Record statistics based prediction of fracture in the random spring network model

TL;DR

This paper investigates how record statistics of damage avalanches in a random spring network can predict material fracture, revealing a maximum in waiting times at moderate disorder and enabling early failure prediction.

Contribution

It introduces a novel record statistics approach to predict fracture in heterogeneous materials, outperforming traditional avalanche-based methods in real-time failure prediction.

Findings

Maximum waiting time occurs at moderate disorder levels.

Record statistics can predict failure at smaller strains.
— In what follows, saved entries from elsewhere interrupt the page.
PR #870, opened 2025-03-27
`expire_ref` can now edit snapshot pointed by refs

paraseba:
This is a small deviation from the design document. But there is no objective reason why not to do this. By looking at the tests cases you'll see this expiration algorithm is more aggressive, it frees more snapshots, but we believe it's sound.

This is


icechunk/src/format/snapshot.rs
```diff
@@ -349,7 +350,7 @@ impl Snapshot {
 
         let message = builder.create_string(&message);
         let parent_id = parent_id.map(|oid| generated::ObjectId12::new(&oid.0));
-        let flushed_at = Utc::now().timestamp_micros() as u64;
+        let flushed_at = flushed_at.unwrap_or_else(Utc::now).timestamp_micros() as u64;
```
dcherian, line 353: so we preserve `written_at` now, even when editing? Am I understanding this correctly?

paraseba: yes, this is the original time at which the commit was done

paraseba: we were violating one of IC invariants: snapshots flushed_at are monotonically descending in `ancestry`

dcherian (approved):

PR #875, opened 2025-03-28
Remove cache entries during GC

dcherian:


icechunk/src/ops/gc.rs
```diff
@@ -350,6 +374,7 @@ async fn gc_transaction_logs(
         .filter_map(move |tx| {
             ready(tx.ok().and_then(|tx| {
                 if config.must_delete_transaction_log(&tx) && !keep_ids.contains(&tx.id) {
+                    asset_manager.remove_cached_snapshot(&tx.id);
```
paraseba, line 377: transaction log?

icechunk/src/ops/gc.rs
```diff
@@ -286,6 +305,7 @@ async fn gc_chunks(
 
 #[instrument(skip(storage, storage_settings, config, keep_ids), fields(keep_ids.len = keep_ids.len()))]
 async fn gc_manifests(
+    asset_manager: &Arc<AssetManager>,
```
paraseba, line 308: do you need these to be Arcs? Or can they be &?

paraseba (changes requested):

icechunk/src/ops/gc.rs
dcherian: Looks like i can do `&`.

paraseba (approved):

Issue #844, opened 2025-03-18
Fail if a Tigris object store path is provided to S3 compatible


lindseynield:
Tigris object stores should use `tigris_storage()` for Storage instance creation: https://icechunk.io/en/latest/icechunk-python/reference/#icechunk.tigris_storage. 

If a user tries to create a Storage instance for a Tigris bucket with S3 compatible/`s3_storage` (which is the legacy workflow), Icechunk should fail and tell the user to use `tigris_storage()` instead.

paraseba:
We should also thoroughly document why this function needs to be used

PR #889, opened 2025-04-02
Fail when creating Storage for Tigris using s3_compatible

paraseba:
Closes: #844


dcherian (approved):
Nice!

dcherian:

Linear relation between failure strain and maximum waiting time strain.

Abstract

We study the role of record statistics of damage avalanches in predicting the fracture of a heterogeneous material under tensile loading. The material is modeled using a two-dimensional random spring network where disorder is introduced through randomness in the breakage threshold strains of the springs. It is shown that the waiting time between successive records of avalanches has a maximum for moderate disorder, thus showing an acceleration of records with impending fracture. Such a signature is absent for low disorder strength when the fracture is nucleation-dominated, and high disorder strength when the fracture is percolation type. We examine the correlation between the record with the maximum waiting time and the crossover record at which the avalanche statistics change from off-critical to critical. Compared to the avalanche based predictor for failure, we show that the record statistics have the advantage of both being real-time as well as able to predict final fracture at much smaller strains. We also show that in the avalanche-dominated regime, the failure strain is shown to have a linear relation with the strain at the maximum waiting time, making possible a quantitative prediction.